En síntesis, creo que para el Gobierno es el momento de abandonar la zona de confort de los logros (que son muchos e importantes) y entrar en una zona de acción firme y decidida, en busca de la corrección de errores que quizás no le pertenezcan, pero de los que terminará siendo responsable, y la optimización de los recursos vía la eficiencia en el gasto y el control y la transparencia en la aplicación.

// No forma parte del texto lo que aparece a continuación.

PR #157, opened 2020-03-10
User disable

### LINKED ISSUE #43: As a registered user, I want to temporarily disable my account, so that I can come back later if I decide to.
Acceptance Criteria:
Spike what happens when a user is disabled and they try to login
DOD
Above is complete

StephenCoady:
this pr adds the ability for users to disable their accounts. there has been a restructure of the front end since i started this so i'll need to fix that first.

resolves #43


StephenCoady:
I'm not really sure why the coverage is being reported as 99% as I've double checked and it is definitely hitting the lines it thinks it isn't. I'll need to look into it

PR #158, opened 2020-03-11
Add the ability to add a new OTP token

### LINKED ISSUE #147: As a User, I want to be able to enroll an OTP token, so that I use 2FA and improve security
**Acceptance Criteria**
- enrollment of a token should be done after release.
- the page should display a QR Code so users can easily add the token to their favorite app
- the page should refuse enrolling a token if there is no GPG key present, otherwise there would be no way to recover the account if the token is lost.
- the page should check the password again before enrolling the token

**Definition of Done**
- All of the above works
- Documentation is written
- CI passes

ryanlerch:
This adds the ability in securitas to create a new
OTP token, as well as listing the tokens in the settings
UI.

Resolves: #147


StephenCoady (approved):
This looks good to me, I can't see anything wrong with it and i've tested everything is working. I know you said there is just the issue of the password but I'm happy enough for us to create a follow on issue to protect them again with entering the password or something.

PR #162, opened 2020-03-13
add disable option for otp tokens

### LINKED ISSUE #148: As a User, I want to be able to disable an OTP token
#147 should be completed first 

**Acceptance Criteria**
- the page should be authenticated
- it should not be possible to disable the last token (as FreeIPA will [refuse the request](https://www.freeipa.org/page/V4/OTP#User-Managed_Tokens))

**Definition of Done**
- All of the above works
- Documentation is written
- CI passes

StephenCoady:

resolves #148

### DIFF
--- a/noggin/controller/user.py
+++ b/noggin/controller/user.py
@@ -153,7 +153,7 @@ def user_settings_otp(ipa, username):
         select="otp",
         tokens=tokens,
         otp_uri=otp_uri,
-        enabled_count=enabled_count
+        enabled_count=enabled_count,
     )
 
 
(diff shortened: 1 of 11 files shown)


ryanlerch:
Looks like the tests are just failing on style.

a `poetry run black .` should fix these issues.

noggin/controller/user.py
```diff
@@ -188,3 +189,49 @@ def user_settings_otp_add(ipa, username):
...
+                'otptoken_find', [], {'ipatokenowner': username, 'all': True}
+            )['result']
+        ]
+        enabled_count = 0
+        for otp in tokens:
+            if not otp.disabled:
+                enabled_count += 1
+                if enabled_count > 1: break
+
+        if enabled_count > 1:
```
ryanlerch: Do you think we could move this logic to the otp list page, then not show the form if there is only 1 enabled otp key?

Pretty sure IPA won't let us disable the last token, even if the user tries to submit an outdated form.

ryanlerch (approved):

PR #163, opened 2020-03-16
Add the ability to Delete an otp token

### LINKED ISSUE #149: As a User, I want to be able to delete an OTP token, so that I can revoke lost or inactive tokens
**Acceptance Criteria**
- the page should be authenticated
- it should not be possible to delete the last token (as FreeIPA will [refuse the request](https://www.freeipa.org/page/V4/OTP#User-Managed_Tokens))
- the page should mention that if they want to go back to password auth only, then they should open an infra ticket (only when there's just one token left).

**Definition of Done**
- All of the above works
- Documentation is written
- CI passes

ryanlerch:
Two separate commits:

1. Remove hiding of disable button: Previously, it was thought that we could not disable or delete the last OTP token. We were mistaken, and this removes the logic that hides the disable button when only one active OTP tokenis present
2. add the ability to delete OTP tokens: Update the otp tokens list with the ability to delete tokens. (Resolves: #149)

### DIFF
--- a/noggin/controller/user.py
+++ b/noggin/controller/user.py
@@ -7,6 +7,7 @@ from noggin.form.edit_user import (
     UserSettingsKeysForm,
     UserSettingsAddOTPForm,
     UserSettingsDisableOTPForm,
+    UserSettingsDeleteOTPForm,
 )
 from noggin.representation.group import Group
 from noggin.representation.user import User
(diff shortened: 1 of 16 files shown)


noggin/controller/user.py
```diff
@@ -139,12 +140,6 @@ def user_settings_otp(ipa, username):
             'otptoken_find', [], {'ipatokenowner': username, 'all': True}
         )['result']
     ]
-    enabled_count = 0
```
StephenCoady, line 142: Maybe I misunderstood the conversation but won't freeipa reject the disabling of the last token when the auth policy is 2fa? We should probably revert to the flash message instead to allow the cases where they can disable the last token.

ryanlerch: Ok, have tested two possibilities here. 

1. on the freeIPA setup, i checked the Default Authentication types to be both "Password" and "Two factor authentication (password + OTP)". this allowed the following (note that this is just for logging into freeIPA webui / noggin, not kinit, which i didnt test)
 * without an otp token setup, i log in with just password.
 * with an otp token setup, i cannot log in with just password, i have to use password + OTP.
 * i can disable / delete the last OTP token, and then just log in with password again

2. on the freeIPA setup, i checked the Default Authentication types to be just"Two factor authentication (password + OTP)". this allowed the following (note that this is just for logging into freeIPA webui / noggin, not kinit, which i didnt test)
* before adding an otp token, i can log in with just password.
* when i add an otp token, i then have to log in with password  + OTP
* i *cannot* disable or delete the last OTP token. so i can never go back to just using a password.

ryanlerch: Assuming that we are setting up as option 2 above, as-is, if you try to disable or delete the last token, you get a flash message saying that it can't be done. Will work on some better flash messaging here, catching the error where we can't delete / disable the last one.

ryanlerch:
Okies, have updated the PR, so now if the mode is set to *just* Password+OTP, and you try to delete or disable the last token, you get a flash error (originated from IPA) saying you cant do that.

StephenCoady (approved):
looks good to me. tested the various scenarios with/without the correct policies in place and it all behaves as expected.

PR #167, opened 2020-03-18
added ability to sync tokens

### LINKED ISSUE #150: As a User, I want to be able to resync an OTP token, so that I can keep using it
**Acceptance Criteria**
- the page should **not** be authenticated
- it should use the `otptoken_sync` API call

**Definition of Done**
- All of the above works
- Documentation is written
- CI passes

Es hora de que los ministros de las áreas afectadas, con Desarrollo Social a la cabeza sigan el ejemplo de sus colegas de Salud y tomen con manos firmes las riendas del proceso –tarea que no puede ser delegada en terceros– y se decidan a cumplir con aquello para lo que el Presidente los eligió, que no es otra cosa que buscar las mejores soluciones a los problemas actuales, las más eficientes y, sobre todo, aquellas que se proyecten en el tiempo, que sirvan para enfrentar un futuro sin el problema de la pandemia, pero seguramente tanto o más conflictivo que el hoy en materia social.
*Ex diputada nacional y ex senadora.